The rise of the ‘hot take’
In the social-media-driven world of today, the ‘hot take’ is the bread and butter of online publications. Recently added to OxfordDictionaries.com, the word hot take refers to ‘a piece of commentary, typically produced quickly in response to a recent event, whose primary purpose is to attract attention’.
How ‘hot’ is the ‘hot take’?
Quite hot. The trend in the corpus we use to monitor new words shows steady and unmistakable growth in usage of the term since late 2013. The below is a graph drawn from that corpus data:
As you can see, the word has experienced tremendous growth in the past several months, providing our lexicographers with enough evidence to add it to OxfordDictionaries.com.

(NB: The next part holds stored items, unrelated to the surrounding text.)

PR #1722, opened 2020-12-11
fix: use k8s job to populate the event store (ARTP-1183)

garyadaptive:
This removes the eventstore initialisation from the CI build and instead uses the existing (but currently unused) Kubernetes job. This change will mean that the eventstore is seeded at deploy time, against the running instance in k8s, instead of committing a modified image to docker.

### DIFF
--- a/.github/workflows/deploy.yml
+++ b/.github/workflows/deploy.yml
@@ -51,7 +51,7 @@ jobs:
         run: |
           # TODO: create new environment automatically
           # Update/create each deployment file in src/services/kubernetes
-          for f in ./src/services/kubernetes/*.yaml; do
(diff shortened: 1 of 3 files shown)


.github/workflows/deploy.yml
```diff
@@ -51,7 +51,7 @@ jobs:
         run: |
           # TODO: create new environment automatically
           # Update/create each deployment file in src/services/kubernetes
-          for f in ./src/services/kubernetes/*.yaml; do
+          for f in $(find ./src/services/kubernetes -type f -name "*.yaml"); do
```
garyadaptive, line 54: This is where the magic happens. There is a job under services/kubernetes/initialise/initialise-job.yaml that is not currently picked up by the existing file glob. This will now traverse into this directory and pick up this file to be applied.

PR #1725, opened 2020-12-11
feat(new-client): tiles new features

slcfv3:


src/new-client/src/services/tiles.ts
```diff
@@ -89,3 +96,12 @@ export const tilesSubscription$ = concat(
       ),
   ),
 )
+
+const [selectedTileViewInput$, onSelectTileView] = createListener<TileView>()
```
iprado78, line 100: Ah, interesting, wasn't aware of this this utility yet.  @josepot - preference for using this rather than manually creating Subjects that we would pass into bind?

iprado78 (approved):

src/new-client/src/services/tiles.ts
josepot: I don't have a strong opinion on this. I _think_ that the code that `createListener` produces is a bit more declarative and sometimes even more concise, it also clearly separates the producer from the observable... On the other hand, though, I'm not sure if it's worth it to increate the API surface for something that trivial.

I was hopping that others would tell me whether they find it useful or not 🙂 .

PR #1727, opened 2020-12-11
refactor(new-client): rename 'blotter' to 'trades' and complete set f…

iprado78:
…ilter implementation  (656)


src/new-client/src/App/Trades/TradesGrid/SetFilter/SetFilter.tsx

When did people first ‘do takes’?
The noun form of take has been in English since the 14th century, with a wide variety of different senses, so it’s no surprise that the entry for take in the Oxford English Dictionary (OED) is a particularly long one. It’s not easy to track the journalistic precedent for hot take, although one early sense – dating to the 19th century – refers to ‘a portion of copy taken at one time by a compositor for setting’.
Here’s an example from William John Gordon’s 1890 book Foundry, Forge and Factory for some context: ‘In the small hours of the morning … the last speech is coming in on relays of flimsy telegrams, and the compositors are working short ‘takes’ of half a dozen lines apiece.’ In this sense, a ‘take’ is essentially a short piece of text, though in the context or printing – not quite journalism.
Other later senses of take in the OED refer to the worlds of television, film, and theatre. One of those, dating to the early 20th century, refers to ‘a scene or sequence recorded in a single continuous period of filming.’ (You likely hear this use when people in the film industry talk about how many ‘takes’ it took to get a particular shot or scene.) Another sense of take refers to ‘an actor’s reaction or response to an action, statement, etc., typically manifested by a particular facial expression’. (The latter gave rise to the terms double-take and spit take.)
What about ‘giving takes’?
People have been offering ‘takes’, or ‘individual interpretations or assessments’ of one thing or another, since the 1970s.
It is this noun sense that gave direct rise to the ‘hot take’ of today. Hot take marries this sense of ‘take’ in a journalistic context with the word hot meaning ‘fresh or recent’ and ‘currently popular, fashionable, or in demand’.
It’s hard to pin down exactly how the term was popularized, although some have suggested that it emerged from sports journalism in the late 2000s. Regardless of its exact provenance, hot take owes much of its widespread popularity to the rise of social media and an Internet-savvy news media. Recently, the term has often been used to criticize content that is viewed as ‘clickbait’.